4-14 Cisco ASA Series Firewall ASDM Configuration Guide Chapter 4 Configuring Network Object NAT (ASA 8.3 and Later) Configuring Network Object NAT Click the browse button, and create a new address from the Browse Translated Addr dialog box. Typically, you configure the same number of mapped addresses as real addresses for a one-to-one mapping. You can, however, have a mismatched number of addresses. For more information, see the “Static NAT” section on page 3-3. Step 7(Optional) For NAT46, check Use one-to-one address translation. For NAT 46, specify one-to-one to translate the first IPv4 address to the first IPv6 address, the second to the second, and so on.

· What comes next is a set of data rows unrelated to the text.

PR #5514, opened 2024-11-29
TESTS: Remove `NO_EXPERIMENTAL_SIMPLIFIER` flag from working tests

czgdp1807:


czgdp1807:
I don't know what's wrong here. With `arrays_33` and LLVM 19 things work fine on my Linux machine. Here its failing.

czgdp1807:
Fixed the bug. :-)

czgdp1807:
Like this, the last few bugs will be debugged directly on CI if they cannot be reproduced locally. Will try to run the CI minimally. We should have `[skip ci]` functionality enabled so that we can skip running CI for draft PRs. Also, we can do `[skip job_name]` to skip jobs which we don't want to run. This is there in SciPy. We can have it here as well. Not urgent but a suggestion.

Thirumalai-Shaktivel:
Yes, this feature is very much required.

czgdp1807:
Yes. Something like, `[skip llvm19] [skip llvm10] .. ` in the commit message. So that we can debug on our own. In fact, in SciPy we can run CI on our own fork. I am not sure if we can do that in LFortran. If not then that should be supported as well.

certik:
You can modify the CI.yml to adjust it as needed for debugging.

czgdp1807:
Yes. That works too and is quick. Will do it for now.

PR #5517, opened 2024-11-29
Use Ninja as a build system

certik:


gxyd:
I see that these changes are present in our repository already, maybe we don't need this PR anymore?

gxyd:
I'll convert this to *draft mode* for now, and you can let me know if anything else is remaining here. As I see that we already use ninja as our build system now.

certik:
Yes, we merged another PR for that already.

PR #5523, opened 2024-11-29
Allow parser to accept `IMPLICIT NONE ()`

### LINKED ISSUE #5522: Empty parens not allowed on IMPLICIT NONE
Trying to compile
```f90
subroutine foo
  implicit none ()
end subroutine foo
```
with `lfortran --show-ast` erroneously results in:
```
syntax error: Token ')' is unexpected here
 --> implicit.f90:2:18
  |
2 |   implicit none ()
  |                  ^ 
```
R866 of the F23 draft gives the grammar as `IMPLICIT NONE [ ( [` _implicit-none-spec-list_  `] ) ]`, so an empty pair of parens should be accepted, and treated the same as if no parens were given (or `IMPLICIT NONE (TYPE)`).

pjh40:
Simple parser change to allow `IMPLICIT NONE ()` to be accepted.  AST->ASR already handles this case.

* Rename `implicit_none_spec_list` to `implicit_none_spec_star`
* Add `%empty` branch to `implicit_none_spec_star`
* Update `implicit1` test to cover this case.

This closes #5522

### DIFF
--- a/src/lfortran/parser/parser.yy
+++ b/src/lfortran/parser/parser.yy
@@ -554,7 +554,7 @@ void yyerror(YYLTYPE *yyloc, LCompilers::LFortran::Parser &p,
 %type <ast> implicit_statement
 %type <vec_ast> implicit_statement_star
 %type <ast> implicit_none_spec
-%type <vec_ast> implicit_none_spec_list
+%type <vec_ast> implicit_none_spec_star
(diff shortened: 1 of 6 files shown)


Thirumalai-Shaktivel (approved):
LG, thank you!

certik (approved):
Thanks!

Without this option, the IPv4-embedded method is used. For a one-to-one translation, you must use this keyword. Step 8(Optional) Click Advanced, and configure the following options in the Advanced NAT Settings dialog box. Translate DNS replies for rule—Translates the IP address in DNS replies. Be sure DNS inspection is enabled (it is enabled by default). See the “DNS and NAT” section on page 3-31 for more information. Disable Proxy ARP on egress interface—Disables proxy ARP for incoming packets to the mapped IP addresses. See the “Mapped Addresses and Routing” section on page 3-22 for more information. (Required for Transparent Firewall Mode) Interface: –Source Interface—Specifies the real interface where this NAT rule applies. By default, the rule applies to all interfaces. –Destination Interface—Specifies the mapped interface where this NAT rule applies. By default, the rule applies to all interfaces. Service: –Protocol—Configures static NAT-with-port-translation. Choose tcp or udp. –Real Port—You can type either a port number or a well-known port name (such as “ftp”). –Mapped Port—You can type either a port number or a well-known port name (such as “ftp”). When you are finished, click OK. You return to the Add/Edit Network Object dialog box.